If you watch TV at all, it was hard to avoid Downton. Well, there isn’t much else to do on Sunday nights. Even if you tried to avoid it, probably someone in your house would be watching, so the toffs would be annoying you in the background. You might as well watch them.

It was such a lavish costume production I assumed it would be accomplished. It wasn’t. Call me a slow learner but it only gradually dawned that it was worth watching because its story lines were so ridiculous. It was ‘good’ because it was so bad. It was a soap-opera but with story lines too implausible for Coronation Street’ and that’s saying something. It was always good for a bit of mockery to fill a space in this column.

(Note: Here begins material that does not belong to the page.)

PR #3999, opened 2026-07-21
CP-14849: i18n runtime foundation (i18next v26 + custom lazy-load RN backend + language slice)

ruijia1in:
## Description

In the last couple of episodes it tipped into pure sit com. There was, for instance, the introduction of a completely cod Irishman. He was Tom Branson’s brother who turned up for his niece Sybil’s christening. (He’s actually Ruairi Conaghan from Magherafelt.) We might have been cross about the stage-Irishman if it weren’t just pure comedy. The christening was in a Catholic Church, much to the annoyance of the Earl of Grantham but then his grand family had to suffer the indignity of a photographer arranging them for a photograph with a Catholic priest looking over their shoulders. Now that was funny.

Later they appointed on-the-run IRA man Tom (the Earl’s son-in-law) to take charge of farming the estate. Tom was perfectly qualified because his grandfather had been “a sheep farmer in Ireland”.

The action even had the comic timing of a bedroom farce. For instance, one male servant planted a kiss on the lips of a sleeping male colleague just as another boy walked into the room. Naturally the particularly posh boss of the servants, Mr Carson had to sort out the repercussions from that one.

We’ll miss laughing at the antics of the toffs and their overly-familiar servants in the big house.